== Segment start ==

PR #1075, opened 2021-04-13
Enforce consistency in non-cached FKI loads

gbrodman:
For the cached code path, we do not require consistency but we do
require the ability to load / operate on large numbers of entities (so,
we must do so without a Datastore transaction). For the non-cached code
path, we require consistency but do not care about large numbers of
entities, so we must remain in the transaction that we're already in.

---
This change is [Reviewable](https://reviewable.io/reviews/google/nomulus/1075)

### DIFF
--- a/core/src/main/java/google/registry/model/index/ForeignKeyIndex.java
+++ b/core/src/main/java/google/registry/model/index/ForeignKeyIndex.java
@@ -196,7 +196,7 @@ public abstract class ForeignKeyIndex<E extends EppResource> extends BackupGroup
    */
   public static <E extends EppResource> ImmutableMap<String, ForeignKeyIndex<E>> load(
       Class<E> clazz, Collection<String> foreignKeys, final DateTime now) {
-    return loadIndexesFromStore(clazz, foreignKeys).entrySet().stream()
+    return loadIndexesFromStore(clazz, foreignKeys, true).entrySet().stream()
         .filter(e -> now.isBefore(e.getValue().getDeletionTime()))
         .collect(entriesToImmutableMap());
   }
@@ -206,13 +206,22 @@ public abstract class ForeignKeyIndex<E extends EppResource> extends BackupGroup
    * keys, regardless of whether or not they have been soft-deleted.
    *
    * <p>Used by both the cached (w/o deletion check) and the non-cached (with deletion check) calls.
+   *
+   * <p>Note that in the cached case, we wish to run this outside of any transaction because we may
+   * be loading many entities, going over the Datastore limit on the number of enrolled entity
+   * groups per transaction (25). If we require consistency, however, we must use a transaction.
+   *
+   * @param inTransaction whether or not to use an Objectify transaction
    */
   private static <E extends EppResource>
       ImmutableMap<String, ForeignKeyIndex<E>> loadIndexesFromStore(
-          Class<E> clazz, Collection<String> foreignKeys) {
+          Class<E> clazz, Collection<String> foreignKeys, boolean inTransaction) {
     if (tm().isOfy()) {
+      Class<ForeignKeyIndex<E>> fkiClass = mapToFkiClass(clazz);
       return ImmutableMap.copyOf(
-          tm().doTransactionless(() -> ofy().load().type(mapToFkiClass(clazz)).ids(foreignKeys)));
+          inTransaction
+              ? ofy().load().type(fkiClass).ids(foreignKeys)
+              : tm().doTransactionless(() -> ofy().load().type(fkiClass).ids(foreignKeys)));
     } else {
       String property = RESOURCE_CLASS_TO_FKI_PROPERTY.get(clazz);
       ImmutableList<ForeignKeyIndex<E>> indexes =
@@ -249,7 +258,8 @@ public abstract class ForeignKeyIndex<E extends EppResource> extends BackupGroup
           return Optional.ofNullable(
               loadIndexesFromStore(
                       RESOURCE_CLASS_TO_FKI_CLASS.inverse().get(key.getKind()),
-                      ImmutableSet.of(foreignKey))
+                      ImmutableSet.of(foreignKey),
+                      false)
                   .get(foreignKey));
         }
 
@@ -265,7 +275,7 @@ public abstract class ForeignKeyIndex<E extends EppResource> extends BackupGroup
               Streams.stream(keys).map(v -> v.getSqlKey().toString()).collect(toImmutableSet());
           ImmutableSet<VKey<ForeignKeyIndex<?>>> typedKeys = ImmutableSet.copyOf(keys);
           ImmutableMap<String, ? extends ForeignKeyIndex<? extends EppResource>> existingFkis =
-              loadIndexesFromStore(resourceClass, foreignKeys);
+              loadIndexesFromStore(resourceClass, foreignKeys, false);
           // ofy() omits keys that don't have values in Datastore, so re-add them in
           // here with Optional.empty() values.
           return Maps.asMap(


CydeWeys (changes requested):
> *[Reviewable](https://reviewable.io/reviews/google/nomulus/1075)* status: 0 of 1 files reviewed, 3 unresolved discussions (waiting on @gbrodman)

___
*[core/src/main/java/google/registry/model/index/ForeignKeyIndex.java, line 212 at r1](https://reviewable.io/reviews/google/nomulus/1075#-MYBDl3y6d7HL7kwmymM:-MYBDl3y6d7HL7kwmymN:b5u54es) ([raw file](https://github.com/google/nomulus/blob/c4d522e1ce6d06a52848c371da2337e6a8a828a9/core/src/main/java/google/registry/model/index/ForeignKeyIndex.java#L212)):*
> ```Java
>   private static <E extends EppResource>
>       ImmutableMap<String, ForeignKeyIndex<E>> loadIndexesFromStore(
>           Class<E> clazz, Collection<String> foreignKeys, boolean forceConsistency) {
> ```

`forceConsistency` doesn't mean much to me as "consistency" as such is not a concept we use generally throughout our codebase by that name.  Just name it what it is: `isTransactional`.

Also, the Javadoc should be explaining what this parameter is, not just an inline comment.
___
*[core/src/main/java/google/registry/model/index/ForeignKeyIndex.java, line 214 at r1](https://reviewable.io/reviews/google/nomulus/1075#-MYBECZJC0v2MLBtTUkK:-MYBECZJC0v2MLBtTUkL:b-iv98q) ([raw file](https://github.com/google/nomulus/blob/c4d522e1ce6d06a52848c371da2337e6a8a828a9/core/src/main/java/google/registry/model/index/ForeignKeyIndex.java#L214)):*
> ```Java
>           Class<E> clazz, Collection<String> foreignKeys, boolean forceConsistency) {
>     if (tm().isOfy()) {
>       // If loading from the cache, we may need to load more entities than the Datastore transaction
> ```

Be more specific.  "Datastore transaction size limit" (which is 10 MB) is not what we're actually hitting here -- what we're hitting here is the Datastore limit on number of enrolled entity groups in a transaction, which is 25.
___
*[core/src/main/java/google/registry/model/index/ForeignKeyIndex.java, line 219 at r1](https://reviewable.io/reviews/google/nomulus/1075#-MYBEbi77ylxQnc_N8Ko:-MYBEbi77ylxQnc_N8Kp:bdvpv2i) ([raw file](https://github.com/google/nomulus/blob/c4d522e1ce6d06a52848c371da2337e6a8a828a9/core/src/main/java/google/registry/model/index/ForeignKeyIndex.java#L219)):*
> ```Java
>       return ImmutableMap.copyOf(
>           forceConsistency
>               ? ofy().load().type(mapToFkiClass(clazz)).ids(foreignKeys)
> ```

Why is this an `ofy()` call and not `ofyTm()`?  Does it matter?

mindhog:
___
*[core/src/main/java/google/registry/model/index/ForeignKeyIndex.java, line 219 at r1](https://reviewable.io/reviews/google/nomulus/1075#-MYBEbi77ylxQnc_N8Ko:-MYBFiSo9u2dEnNrXVSu:b-p10o5c) ([raw file](https://github.com/google/nomulus/blob/c4d522e1ce6d06a52848c371da2337e6a8a828a9/core/src/main/java/google/registry/model/index/ForeignKeyIndex.java#L219)):*

Why is this an `ofy()` call and not `ofyTm()`?  Does it matter?
</blockquote></details>

ofyTm() doeesn't currently support arbitrary ofy queries (IMO, we should make it do so just so even if it's the very same API, just so we can rule out stuff that has already been converted)

mindhog (approved):
> *[Reviewable](https://reviewable.io/reviews/google/nomulus/1075)* status: all files reviewed, 3 unresolved discussions (waiting on @CydeWeys and @gbrodman)

gbrodman (commented):
> *[Reviewable](https://reviewable.io/reviews/google/nomulus/1075)* status: all files reviewed, 2 unresolved discussions (waiting on @CydeWeys)

___
*[core/src/main/java/google/registry/model/index/ForeignKeyIndex.java, line 212 at r1](https://reviewable.io/reviews/google/nomulus/1075#-MYBDl3y6d7HL7kwmymM:-MYBRROWDYE64YGXmUMk:b-896fix) ([raw file](https://github.com/google/nomulus/blob/c4d522e1ce6d06a52848c371da2337e6a8a828a9/core/src/main/java/google/registry/model/index/ForeignKeyIndex.java#L212)):*

`forceConsistency` doesn't mean much to me as "consistency" as such is not a concept we use generally throughout our codebase by that name.  Just name it what it is: `isTransactional`.

Also, the Javadoc should be explaining what this parameter is, not just an inline comment.
</blockquote></details>

Done.
___
*[core/src/main/java/google/registry/model/index/ForeignKeyIndex.java, line 214 at r1](https://reviewable.io/reviews/google/nomulus/1075#-MYBECZJC0v2MLBtTUkK:-MYBRWUT90m6zi9Zdr0q:b-896fix) ([raw file](https://github.com/google/nomulus/blob/c4d522e1ce6d06a52848c371da2337e6a8a828a9/core/src/main/java/google/registry/model/index/ForeignKeyIndex.java#L214)):*

Be more specific.  "Datastore transaction size limit" (which is 10 MB) is not what we're actually hitting here -- what we're hitting here is the Datastore limit on number of enrolled entity groups in a transaction, which is 25.
</blockquote></details>

Done.
___
*[core/src/main/java/google/registry/model/index/ForeignKeyIndex.java, line 219 at r1](https://reviewable.io/reviews/google/nomulus/1075#-MYBEbi77ylxQnc_N8Ko:-MYBRYoW1HFpQmRjCEzM:bayrnc6) ([raw file](https://github.com/google/nomulus/blob/c4d522e1ce6d06a52848c371da2337e6a8a828a9/core/src/main/java/google/registry/model/index/ForeignKeyIndex.java#L219)):*

ofyTm() doeesn't currently support arbitrary ofy queries (IMO, we should make it do so just so even if it's the very same API, just so we can rule out stuff that has already been converted) 
</blockquote></details>

we actually could use ofyTm here but it would require converting the collection of Strings to VKeys then converting the resulting map's keys from VKeys back into Strings.

CydeWeys (approved):
> *[Reviewable](https://reviewable.io/reviews/google/nomulus/1075)* status: 0 of 1 files reviewed, 1 unresolved discussion (waiting on @gbrodman and @mindhog)

___
*[core/src/main/java/google/registry/model/index/ForeignKeyIndex.java, line 228 at r2](https://reviewable.io/reviews/google/nomulus/1075#-MYBSR8mDlmva4Km9myH:-MYBSR8nBu54fnfECx-2:b-hn16vg) ([raw file](https://github.com/google/nomulus/blob/5467f95f7f4c5781d523c1b71cc93579deb3ae93/core/src/main/java/google/registry/model/index/ForeignKeyIndex.java#L228)):*
> ```Java
>       String property = RESOURCE_CLASS_TO_FKI_PROPERTY.get(clazz);
>       ImmutableList<ForeignKeyIndex<E>> indexes =
>           tm().transact(
> ```

It occurs to me that this explicit call to `transact()` shouldn't be necessary, right?  We're always in a wrapping transaction?  This could be replaced by an `assertInTransaction()` call.

gbrodman (commented):
> *[Reviewable](https://reviewable.io/reviews/google/nomulus/1075)* status: 0 of 1 files reviewed, 1 unresolved discussion (waiting on @CydeWeys and @mindhog)

___
*[core/src/main/java/google/registry/model/index/ForeignKeyIndex.java, line 228 at r2](https://reviewable.io/reviews/google/nomulus/1075#-MYBSR8mDlmva4Km9myH:-MYBdl9y2H3vNdMMB5ld:b-kk81bq) ([raw file](https://github.com/google/nomulus/blob/5467f95f7f4c5781d523c1b71cc93579deb3ae93/core/src/main/java/google/registry/model/index/ForeignKeyIndex.java#L228)):*

It occurs to me that this explicit call to `transact()` shouldn't be necessary, right?  We're always in a wrapping transaction?  This could be replaced by an `assertInTransaction()` call.
</blockquote></details>

I'm not sure. Either way, we can check that later and not have it block this commit (the transact call is a no-op if we're already in one)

== Segment end ==

Every line in the records above that contains the word "resourceClass" should be copied out.

-              loadIndexesFromStore(resourceClass, foreignKeys);
+              loadIndexesFromStore(resourceClass, foreignKeys, false);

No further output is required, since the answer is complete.